PR #506, opened 2019-11-19
fix: ui patching when buildId is undefined for unconventional causeMessage

adong:
## Context

This PR fixing a runtime exception, and breaks the UI back button.

## Objective
This PR fix exactly that by adding check to `buildId` when using `{{link-to}}`, if `buildId` exists, it would route to pipeline with given build, otherwise will default to pipeline with given `pipelineId`

## License


vnugopal:
@jithine

PR #509, opened 2019-12-04
fix: add cause message to override during freezeWindow

adong:
## Context

UI work for PR: https://github.com/screwdriver-cd/data-schema/pull/360

## Objective

This allows users to give reason (to override causeMessage) to `force start` during the `freezeWindow` period. 
## References

image

## License

### DIFF
--- a/app/pipeline/events/controller.js
+++ b/app/pipeline/events/controller.js
@@ -277,9 +277,10 @@ export default Controller.extend(ModelReloaderMixin, {
           this.set('errorMessage', Array.isArray(e.errors) ? e.errors[0].detail : '');
         });
     },
-    startDetachedBuild(job, parameters) {
+    startDetachedBuild(job, options = {}) {
       const buildId = get(job, 'buildId');
       let parentBuildId = null;
+      const { parameters, reason } = options;
 
       if (buildId) {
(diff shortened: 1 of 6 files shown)


app/pipeline/events/controller.js
```diff
@@ -292,10 +293,14 @@ export default Controller.extend(ModelReloaderMixin, {
       const pipelineId = get(this, 'pipeline.id');
       const token = get(this, 'session.data.authenticated.token');
       const user = get(decoder(token), 'username');
-      const causeMessage = `Manually started by ${user}`;
+      let causeMessage = `Manually started by ${user}`;
       const prNum = get(event, 'prNum');
       let startFrom = get(job, 'name');
 
+      if (reason) {
```
jithine: is `reason` used only for frozen builds ? I feel it's too generic, let's say in future we allow users to enter reason for all manual starts ?

adong: Currently, the dialog only opens for `frozenBuilds`. Because we need to append the `[force start]` keyword. We can open `reason` option up, and it would require users to type `force start` correctly.

adong:
Add check if reason is null, disable `start` button if no reason given for `freezeWindow`
image

adong:
rebased with latest master

PR #511, opened 2019-12-20
fix: Display a detail page with just the major version

wahapo:
## Context
My screwdriver.cd has a `common/jq` command.
common:jq

For example, if I input the following in the validator form, the list of Commands displays `common/jq@1.5`.
validator

Clicking on the `common/jq@1.5` link will display the not found page.

## Objective
Even if only the major version is specified, the command details page can be accessed. And I fixed the same for templates page.
fix

## References
https://github.com/screwdriver-cd/ui/pull/479
https://github.com/screwdriver-cd/ui/pull/504

I fixed based on this.
https://github.com/screwdriver-cd/models/blob/b88a006b832cfafa96f1114b1149055cc108f1b7/lib/commandFactory.js#L136-L153

## License

### DIFF
--- a/app/commands/detail/route.js
+++ b/app/commands/detail/route.js
@@ -1,6 +1,7 @@
 import { inject as service } from '@ember/service';
 import RSVP from 'rsvp';
 import Route from '@ember/routing/route';
+import { compareVersions } from 'screwdriver-ui/helpers/compare-versions';
 
 export default Route.extend({
   command: service(),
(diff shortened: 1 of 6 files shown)


app/commands/detail/route.js
```diff
@@ -10,14 +10,39 @@ export default Route.extend({
...
+        const versionExists = verPayload.filter(t => t.version.startsWith(params.version));
         const tagExists = tagPayload.filter(c => c.tag === params.version);
 
         if (tagExists.length === 0 && versionExists.length === 0) {
           this.transitionTo('/404');
         }
+
+        if (versionExists.length > 0) {
+          // Sort commands by descending order
+          versionExists.sort((a, b) => {
```
tkyi: can this be put into a helper?
https://github.com/screwdriver-cd/ui/tree/master/app/helpers

wahapo: Thanks, I fixed it.

PR #517, opened 2020-01-23
fix(1903): split active step inside artifacts

adong:
## Context

Current implementation is that when we land to artifacts route, it will redirect to `/pipeline/1/step/` route if we encountered failure step.

## Objective

This PR will prevent the redirection if users are on artifacts route.

## References
https://github.com/screwdriver-cd/screwdriver/issues/1903

## License


adong:
> do we already a test covering this ?

Yes, and it cause tests to fail. I'm fixing the tests.

PR #519, opened 2020-01-27
Add UTC time as a log format option.

jacobtolar:
## Context

It's often useful to see the time in UTC instead of local time.

## Objective
Adds another item in the rotation when clicking through the various timestamp formats to show the event time in UTC.

## References

https://github.com/stefanpenner/ember-moment#common-optional-named-arguments

```
timeZone | An optional String time zone, defaults to moment.timeZone (the default time zone)
```

## Tests
I don't see a great way to test this. Can the UI be started up with static data or do I need to set up a complete local cluster to verify this change?

## License

### DIFF
--- a/app/components/build-log/component.js
+++ b/app/components/build-log/component.js
@@ -5,7 +5,7 @@ import { inject as service } from '@ember/service';
 import Component from '@ember/component';
 import ENV from 'screwdriver-ui/config/environment';
 
-const timeTypes = ['datetime', 'elapsedBuild', 'elapsedStep'];
+const timeTypes = ['datetime', 'datetimeUTC', 'elapsedBuild', 'elapsedStep'];
 
 export default Component.extend({
   logService: service('build-logs'),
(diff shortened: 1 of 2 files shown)


tkyi:
We're working on adding docs to help developers get setup with their local dev env
https://github.com/screwdriver-cd/guide/pull/349/files?short_path=1bda71c#diff-1bda71ce1b5ff33fb6694abb0e43857d

jithine:
cc @adong

adong:
😤Oops, I made a mistake and merged without following `semantic-release`
@jacobtolar Please take a look at git commit message formats.

https://docs.screwdriver.cd/about/contributing/index#submitting-pull-requests

This PR changes will be reflected in the next release (another PR merges with semantic-release commit format).

jacobtolar:
Well, this didn't quite work as expected (the time is shown in my local timezone still when I select UTC Time). perhaps the object passed to momentjs isn't timezone aware or moment-format isn't doing what I thought it would. will play around with it a bit more when I get a chance

PR #521, opened 2020-01-28
fix(1925): support branch names with number sign

wahapo:
## Context
This PR is for this Issue.
https://github.com/screwdriver-cd/screwdriver/issues/1925

Number sign of the branch name must be encoded to `%23`.

**Current**

**After**

Link to below page.

## License

### DIFF
--- a/app/helpers/branch-url-encode.js
+++ b/app/helpers/branch-url-encode.js
@@ -1,0 +1,17 @@
+import { helper } from '@ember/component/helper';
+
+/**
+ * Encode name of branch in url for number sign
+ * @method branchUrlEncode
+ * @param  {Array}     url      url
+ * @return {String}             encoded url
+ */
+export function branchUrlEncode([url]) {
+  if (!url) {
+    return url;
+  }
+
+  return url.replace(/#/g, '%23');
+}
+
+export default helper(branchUrlEncode);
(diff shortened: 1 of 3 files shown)


tests/integration/helpers/branch-url-encode-test.js
```diff
@@ -0,0 +1,22 @@
+import { module, test } from 'qunit';
+import { setupRenderingTest } from 'ember-qunit';
+import { render } from '@ember/test-helpers';
+import hbs from 'htmlbars-inline-precompile';
+
+module('helper:branch-url-encode', function(hooks) {
+  setupRenderingTest(hooks);
+
+  test('it renders a duration given two parsable times in HH:mm:ss format', async function(assert) {
```
ibu1224: The description is wrong?

app/helpers/branch-url-encode.js
```diff
@@ -0,0 +1,17 @@
...
+ * @method branchUrlEncode
+ * @param  {Array}     url      url
+ * @return {String}             encoded url
+ */
+export function branchUrlEncode([url]) {
+  if (!url) {
+    return url;
+  }
+
+  return url.replace(/#/g, '%23');
```
wahapo: Only the `#` in the branch name needs to be converted.
In the `url` shown here, the anchor `#` is not used, so we should be able to replace all `#` without any problems.

tests/integration/helpers/branch-url-encode-test.js
wahapo: thanks, I fixed.

yoshwata:
[ask] Does this PR works properly when pipeline uses SourceDirectory?
https://docs.screwdriver.cd/user-guide/configuration/sourceDirectory.html

And how it displayed as branch name?

wahapo:
@yoshwata 
Also in that case, properly build was executed. And the link seems to be as expected.

Link to the GitHub page below.

PR #526, opened 2020-02-05
fix(1910):Remove default pipelines from 'Add to Collection' list

klu909:
## Context

When trying to add a pipeline to a collection, the default collection (My Pipelines) shows up as an option. When trying to click that option, I get an error Could not add Pipeline to `My Pipelines`.

## Objective

Since users should not be allowed to modify the default collection, that option should not show up to the Add to Collection list.

## References

https://github.com/screwdriver-cd/screwdriver/issues/1910

## License

### DIFF
--- a/app/components/collection-dropdown/component.js
+++ b/app/components/collection-dropdown/component.js
@@ -1,13 +1,22 @@
 import Component from '@ember/component';
+import { computed } from '@ember/object';
 
 export default Component.extend({
   classNames: ['collection-dropdown'],
   showCollectionModal: false,
+  collections: null,
   addCollectionError: null,
   addCollectionSuccess: null,
   pipeline: null,
   buttonText: undefined,
   buttonClass: undefined,
+  filteredCollections: computed('collections', {
+    get() {
+      const { collections } = this;
+
+      return collections.filter(collection => collection.type !== 'default');
+    }
+  }),
   actions: {
     openModal() {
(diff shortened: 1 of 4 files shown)


app/components/collection-dropdown/component.js
```diff
@@ -1,13 +1,22 @@
...
   addCollectionError: null,
   addCollectionSuccess: null,
   pipeline: null,
   buttonText: undefined,
   buttonClass: undefined,
+  filteredCollections: computed('collections', {
+    get() {
+      const { collections } = this;
+
+      return collections.filter(collection => collection.type !== 'default');
```
adong: How about?

```javascript
import { filter } from '@ember/object/computed';

filteredCollections: filter('collection.[]', function(collection) {
  return collection.type !== 'default';
})

```

Ref: 

Filter: https://api.emberjs.com/ember/3.9/functions/@ember%2Fobject%2Fcomputed/filter
Aggregation `.[]`: https://guides.emberjs.com/release/object-model/computed-properties-and-aggregate-data/

adong: Another suggestion is that: change the generic variable name from `filteredCollections` to `addiableCollections` or `collectiableCollections`? Not sure though, 🤷‍♂ 

I think you might come up with another name.

klu909: changed to `normalCollections`

PR #529, opened 2020-02-12
fix(1963): fix redirect route to step route on all build route redirections

adong:
## Context

If users visit a failed build with artifacts link directly, then users should not be redirected to the failed step of the build.

Please see issue: https://github.com/screwdriver-cd/screwdriver/issues/1963

## Objective

This PR adds check only redirect to step route for 'pipeline.build.step', 'pipeline.build.index', which will NOT redirect users when their intention is to visit the artifacts directly.

## References

issue: https://github.com/screwdriver-cd/screwdriver/issues/1963
FYI: 
I always refer to this doc :)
■ ■ ■ ■
EXERCISE DESCRIPTION
Wherever a line of the records above contains the string "properly", copy that line out.

TASK SOLUTION
[ask] Does this PR works properly when pipeline uses SourceDirectory?
Also in that case, properly build was executed. And the link seems to be as expected.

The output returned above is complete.